What is needed: Only the lines holding the string "must" are needed; copy each of them from the data.

Records shown:
[Start of section]

PR #313, opened 2026-08-22
Tests for the bytes both sides must agree on, and the silences between

rinat-enikeev:
Final iOS PR of the push stack, on top of #312. 58 tests across the six push classes in OnymIOSTests, plus 2 InboxTag golden vectors in OnymFoundationTests — all passing on the iPhone 17 simulator.

- **`PushRegistrationPayloadTests`** — layout, domain separation, digest order-sensitivity/injectivity, absent-vs-empty token agreement, and the **cross-implementation fixtures**: hex produced by running this Swift implementation over pinned inputs. The backend's `payload.rs` (onymchat/onym-push#3) pins the identical strings, so byte drift on either side fails a build before it refuses every real signature in production.
- **`PushTokenEnvelopeTests`** — round-trip with the scheme (X25519 → HKDF `onym-push-token-v1` → AES-256-GCM) spelled out independently of the implementation under test, wrong-key refusal, malformed-key refusal, fresh randomness per seal.
- **`PushBackendClientTests`** — StubURLProtocol wire tests: camelCase/base64/RFC-3339 bodies, `{error, message}` refusals surfaced verbatim plus the `http_<status>` fallback for non-envelope bodies, fractional-seconds expiry decode, https-only guard including the empty-host case, registration-key decode.
- **`PushRegistrationInteractorTests`** — reconciliation where the assertion is as often "no call was made" as "one was": disabled ⇒ silence, unchanged fingerprint ⇒ silence, changed subscriptions ⇒ one replace-all call, failure ⇒ retried on next trigger, a 429 `capacity` refusal fully retryable, disable ⇒ unregister with the known token and no register queued after it, the set-of-pending-unregisters draining every debt (rotation + disable), degenerate expiry windows not churning, and the disable-vs-in-flight-register race ending unregistered.
- **`PushCoordinatorTests`** — the privacy-load-bearing authorization gate (cold-launch revoke ⇒ full disable, foreground revoke ⇒ full disable, granted ⇒ untouched, already-off ⇒ no-op) and the deterministic relay-cap truncation against the backend's per-request caps.
- **`NotificationsSettingsFlowTests`** — denied-authorization snapback, reentrant flips dropped, stale denial notes cleared, `registrationPending` following the probe, off-screen disable resync.
- **`InboxTagTests`** (OnymFoundationTests) — golden vector for the hoisted formula behind all seven inbox-tag call sites, plus a pin on the `sep-inbox-v1` domain-separation prefix itself.
- Shared test support: a lock-backed `RecorderBox` for values crossing from `@Sendable` handlers, and one `OneShotGate` replacing the two identical private gates.

### DIFF
--- a/Packages/OnymFoundation/Tests/OnymFoundationTests/InboxTagTests.swift
+++ b/Packages/OnymFoundation/Tests/OnymFoundationTests/InboxTagTests.swift
@@ -1,0 +1,24 @@
+import Foundation
+import XCTest
+@testable import OnymFoundation
+
+/// Golden vector for the one formula behind every inbox route. Seven
+/// call sites (senders, subscribers, the identity repository, push
+/// registration) derive tags through `InboxTag.derive`; this pin is
+/// what stands between them and a silent formula edit that would
+/// re-route every inbox at once. The hex was computed by an
+/// independent oracle (Python hashlib over
+/// `SHA256("sep-inbox-v1" || key)[..8]`) — regenerate it there, never
+/// by re-running the Swift under test.
+final class InboxTagTests: XCTestCase {
+    func testDeriveMatchesThePinnedVector() {
+        let key = Data(0..<32) // 000102…1f
+        XCTAssertEqual(InboxTag.derive(from: key), "fdee1b12aa915aa3")
+    }
+
+    func testDeriveOfEmptyKeyIsStillDomainSeparated() {
+        // SHA256("sep-inbox-v1") — the prefix alone. Pinned so the
+        // domain-separation string itself cannot drift unnoticed.
+        XCTAssertEqual(InboxTag.derive(from: Data()), "064cb2d524b4d3fe")
+    }
+}
--- a/Packages/OnymPush/Sources/OnymPush/StubPushBackendClient.swift
+++ b/Packages/OnymPush/Sources/OnymPush/StubPushBackendClient.swift
@@ -23,6 +23,10 @@ public actor StubPushBackendClient: PushBackendClient {
     public var registrationKeyAnswer: Data
     public var registerAnswer: Result<PushRegisterResponse, Error>
     public var unregisterAnswer: Result<Void, Error>
+    /// Awaited inside `register` before the request is recorded — a
+    /// test can hold a register "in flight" (e.g. behind a gate it
+    /// controls) while it interleaves a disable, then let it land.
+    public var onRegister: (@Sendable () async -> Void)?
 
     public init(
         registrationKeyAnswer: Data = StubPushBackendClient.defaultRegistrationKey,
@@ -40,6 +44,9 @@ public actor StubPushBackendClient: PushBackendClient {
     }
 
     public func register(_ request: PushRegisterRequest) async throws -> PushRegisterResponse {
+        if let onRegister {
+            await onRegister()
+        }
         registered.append(request)
         return try registerAnswer.get()
     }
@@ -61,7 +68,7 @@ public actor StubPushBackendClient: PushBackendClient {
         registrationKeyAnswer = key
     }
 
-    public func setUnregisterAnswer(_ answer: Result<Void, Error>) {
-        unregisterAnswer = answer
+    public func setOnRegister(_ hook: (@Sendable () async -> Void)?) {
+        onRegister = hook
     }
 }
--- a/Packages/OnymPush/Sources/OnymPush/StubPushBackendClient.swift
+++ b/Packages/OnymPush/Sources/OnymPush/StubPushBackendClient.swift
@@ -53,6 +53,10 @@ public actor StubPushBackendClient: PushBackendClient {
         registerAnswer = answer
     }
 
+    public func setUnregisterAnswer(_ answer: Result<Void, Error>) {
+        unregisterAnswer = answer
+    }
+
     public func setRegistrationKeyAnswer(_ key: Data) {
         registrationKeyAnswer = key
     }
--- a/Tests/OnymIOSTests/NotificationsSettingsFlowTests.swift
+++ b/Tests/OnymIOSTests/NotificationsSettingsFlowTests.swift
@@ -1,0 +1,140 @@
+import XCTest
+@testable import OnymSettings
+
+/// The Notifications screen's state machine: the toggle must never
+/// claim more than what actually happened — authorization denied snaps
+/// back, overlapping flips don't double-run, and "on" is distinguished
+/// from "accepted by the backend".
+@MainActor
+final class NotificationsSettingsFlowTests: XCTestCase {
+    func testDeniedAuthorizationSnapsBackAndSaysWhy() async {
+        let flow = NotificationsSettingsFlow(
+            isEnabled: false,
+            enable: { false },
+            disable: {}
+        )
+
+        await flow.setEnabled(true)
+
+        XCTAssertFalse(flow.isEnabled)
+        XCTAssertTrue(flow.authorizationDenied)
+        XCTAssertFalse(flow.isWorking)
+    }
+
+    func testGrantedAuthorizationEnables() async {
+        let flow = NotificationsSettingsFlow(
+            isEnabled: false,
+            enable: { true },
+            disable: {}
+        )
+
+        await flow.setEnabled(true)
+
+        XCTAssertTrue(flow.isEnabled)
+        XCTAssertFalse(flow.authorizationDenied)
+    }
+
+    /// A flip while the previous flip is still working is dropped —
+    /// two overlapping enables would prompt twice and register twice.
+    func testReentrantSetEnabledIsDropped() async {
+        let enableCalls = Counter()
+        let gate = AsyncGate()
+        let flow = NotificationsSettingsFlow(
+            isEnabled: false,
+            enable: {
+                await enableCalls.increment()
+                await gate.wait()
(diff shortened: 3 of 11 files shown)


dev-onym (commented):
**COMMENT** — fixtures verified correct; findings are coverage gaps, one vacuous assertion, and one overclaimed property.

I independently recomputed all four fixtures (length-prefix layout, both contexts, SHA-256 digest) from `PushRegistrationPayload.swift` in Python: all three payload hexes and the digest match byte-for-byte. The cross-implementation pinning is sound.

- `Tests/OnymIOSTests/PushRegistrationPayloadTests.swift:55` — the digest is **not** injective over subscription lists, so the test name and the "no two different field splits collide" comment (`:61`) overclaim. `digest` flattens to `(tag, relay)` pairs with no per-subscription boundary, so `[(t,[r1,r2])]` and `[(t,[r1]),(t,[r2])]` produce the identical digest `4c17a007…` (verified). Harmless today — the resulting watch set is the same — but it also means `PushRegistrationInteractor.fingerprint` (`PushRegistrationInteractor.swift:166`) treats a regrouping as "unchanged". Either prefix the subscription count/boundary on both sides, or narrow the name and document the collision class as intentional.
- `Tests/OnymIOSTests/PushRegistrationInteractorTests.swift:160` — vacuous: `preferences.setEnabled(false)` calls `clearRegistration()` itself (`PushPreferenceStore.swift:29`), so the fingerprint is already nil before `pushDisabled()` runs. The assertion passes even if `pushDisabled` stopped clearing. Clear the flag *after* asserting, or record a fingerprint and call `pushDisabled()` without flipping the preference.
- `Tests/OnymIOSTests/PushBackendClientTests.swift:29` — the register-body test uses `deviceToken: nil`, and synthesized `Codable` **omits** the key rather than emitting `null`. That's exactly the absent-token contract the payload tests pin on the signing side, but the wire side is unasserted. Add `XCTAssertNil(body?["deviceToken"])` plus a non-nil case, since serde on the Rust end needs the missing key to be accepted.
- `PushBackendClientTests.swift` covers `register` and `registration-key` only — `unregister` has no wire test, so `PushUnregisterRequest`'s shape, its `/v1/unregister` path, and the empty-200-body path through `send` are unvalidated.
- `PushRegistrationInteractorTests.swift:58` — nine 300 ms real sleeps (~3 s) is load-flaky on CI. Since `debounce` is already injected, consider polling for the expected call count with a deadline instead of a fixed sleep.
- Untested interactor branches: the `refreshInterval` re-register (`PushRegistrationInteractor.swift:102-106`) — the "stale sweep never reaps a live device" guarantee, reachable by injecting `refreshInterval: 0` or backdating via `recordRegistration(fingerprint:at:)`; `updateSubscriptions([])`, documented as meaningful (clears tags, stays registered); and `pushEnabled()`.
- `PushRegistrationPayloadTests.swift:111` — `testRegisterWithoutTokenFixtureMatchesTheBackend` duplicates `testAbsentAndEmptyDeviceTokenAgree`'s input; consider pinning the *empty-Data* variant here instead so both spellings are fixture-covered.
- `StubPushBackendClient.swift:18` — the fix is right (all-zero is a low-order point CryptoKit rejects), but generating a key in the default argument makes the stub's output non-deterministic per instance. A pinned valid 32-byte public key constant would keep stub behavior reproducible; tests that need to open the envelope set their own key regardless. Separately, the zero-key bug stayed invisible because `reconcile()`'s `catch` (`PushRegistrationInteractor.swift:133-137`) swallows everything — worth a test-only failure hook so silent-retry-forever is observable.

dev-onym (commented):
COMMENT — solid, high-signal tests; I independently recomputed every payload/digest fixture and all four match byte-for-byte. Notes below are test-quality, not production defects.

- `Tests/OnymIOSTests/PushCoordinatorTests.swift:67` — `defer { scene.cancel() }` doesn't await the task. `run()`'s task group is still observing `identitiesStream`/`relaysStream`/`PushAppDelegate.deviceTokens` when `tearDown` hits `keychain.wipeAll()` (:26) and removes the defaults domain. Cancellation isn't synchronous, so the orphaned reads race the wipe — a plausible flake and cross-test bleed. Hoist the task to a property and `await scene.value` (or `_ = await scene.result`) in `tearDown`.
- `Tests/OnymIOSTests/PushRegistrationInteractorTests.swift:235` — "a fresh interactor, same persisted state" isn't: `makeInteractor` builds a new `StubSigner()` (:23) with a fresh random Curve25519 key, so `second` unregisters under a *different* `userKey` than `first` registered with. The test would still pass if the fallback token were wrongly derived from signer identity. Take a `signer` parameter so both interactors share one.
- `PushRegistrationInteractorTests.swift:187` — trailing `preferences.setEnabled(false)` after the last assertion is dead. Related: this test deliberately calls `pushDisabled()` with `isEnabled` still `true`, a state the app never produces (the UI flips the preference first); the comment explains why, but worth an added assertion that no re-register followed, since `reconcilePass` would happily register again in that state.
- `PushBackendClientTests.swift:51,82` — `NSMutableDictionary` is written from the URLProtocol thread inside a `@Sendable` handler and read from the test thread. The `await` gives you a happens-after in practice, but the target is Swift 5 mode so nothing warns; a lock-backed `Recorder` box (the same shape as `FailureBox` at `PushRegistrationInteractorTests.swift:483`) would be both safe and typed.
- Coverage gaps in `URLSessionPushBackendClient`, given this PR is the coverage: the `rejection` fallback (non-`{error,message}` body → synthetic `http_<status>` code, `URLSessionPushBackendClient.swift:104`) is untested, as is the fractional-seconds decoder (`:114`) — the sole reason for the dual-formatter — and the `!host.isEmpty` half of the transport guard (`:68`, e.g. `https:///`). Three cheap tests.
- `PushBackendClientTests.swift:27` — `makeRegisterRequest` is `throws` but cannot throw; drop it and the `try` at four call sites.
- `NotificationsSettingsFlowTests.swift:145` / `PushRegistrationInteractorTests.swift:499` — `AsyncGate` and `TestGate` are the same one-shot gate written twice. `Tests/OnymIOSTests/Support/` already exists for exactly this.
- `StubPushBackendClient.swift:63-70` — the `setUnregisterAnswer` move is pure reordering churn in the diff; and `onRegister` is a `public var` *and* has a setter (matching the existing answer vars, so consistent, but the setter is redundant from outside the actor).
- PR body claims the 32-zero-byte stub-key fix is in this PR; it's already on `main` from #312 (`StubPushBackendClient.swift:8-18`). Body also says 22 tests; the diff adds ~34.

dev-onym (commented):
**COMMENT** — solid, high-value tests; the fixtures check out independently, but several assertions race the interactor's own bookkeeping.

- Verified independently (Python oracle, not the Swift under test): all four payload/digest fixtures (`PushRegistrationPayloadTests.swift:120,135,148,157,171`) and both InboxTag vectors (`InboxTagTests.swift:15,22`) reproduce exactly. Good cross-implementation pins.
- `Tests/OnymIOSTests/PushRegistrationInteractorTests.swift:173` — `waitUntil { registered.count == 1 }` is satisfied by the *stub's* append (`StubPushBackendClient.swift:50`), which happens before `client.register` returns and before `recordRegistration` runs (`PushRegistrationInteractor.swift:276`). So `XCTAssertNotNil(preferences.lastRegistrationFingerprint)` here can observe pre-record state. Same shape at `:243` (`lastRegisteredToken`) and `:395`. Fix: poll the preference itself, as `testRegisterRecordsExpiry` (`:290`) correctly does.
- `PushRegistrationInteractorTests.swift:181` and `:251` — `pushDisabled()` returns *without* draining when the pass slot is still held (`PushRegistrationInteractor.swift:146` → queue and return), and the preceding `waitUntil` can return while the register pass is still winding down. The immediate `XCTAssertEqual(unregistered.count, 1)` is therefore a timing window; `:214` and `:229` have the same shape. Wrap in `waitUntil`. (The in-flight test at `:556` gets this right.)
- `PushCoordinatorTests.swift:51` — `IdentityRepository` is built with the default `installMarker: .userDefaults`, so `reconcileFreshInstall` (`IdentityRepository.swift:742`) writes `app.onym.ios.identity.installMarker` into *standard* defaults, which `tearDown` (`:29`, which removes only the per-test suite) never cleans. Every other identity suite passes `installMarker: .inMemory(...)` explicitly; match that.
- `PushCoordinatorTests.swift:29` — `tearDown() async throws` omits `try await super.tearDown()`; the six other async tearDowns in this target call it.
- `Packages/OnymPush/Sources/OnymPush/StubPushBackendClient.swift:29,71` — a test-only `onRegister` hook lands in a shipped module's public API without the "tests only" caveat that `setOnReconcileFailure` carries (`PushRegistrationInteractor.swift:88`); worth the same comment. The `setUnregisterAnswer` relocation at `:63` is pure diff churn.
- `PushBackendClientTests.swift:181` — `XCTAssertNil(body?["subscriptions"])` is vacuously true: `PushUnregisterRequest` has no such field, so it pins nothing.
- `PushRegistrationInteractorTests.swift:78` — `waitUntil` sleeps after its last check, so it can fail with the condition true at the deadline; check once more before `XCTFail`.
- `PushRegistrationPayloadTests.swift:191` adds a seventh private `hex(_:)` copy in this target — the same duplication `HexTestSupport.swift` was created to stop, just in the encode direction.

[End of section]

Written response:
Tests for the bytes both sides must agree on, and the silences between
+/// The Notifications screen's state machine: the toggle must never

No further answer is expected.